§ EXERCISE OBJECTIVE
Would you retype every entry that follows without altering a word?

§ MATERIAL SUPPLIED
########################################
PR #12410, opened 2026-06-22
TAS: Skip flavors with no schedulable topology domains during flavor assignment

GonzaloLuminary:
#### What type of PR is this?

/kind feature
########################################
§ ANSWER BOX
PR #12410, opened 2026-06-22
TAS: Skip flavors with no schedulable topology domains during flavor assignment

GonzaloLuminary:
#### What type of PR is this?

/kind feature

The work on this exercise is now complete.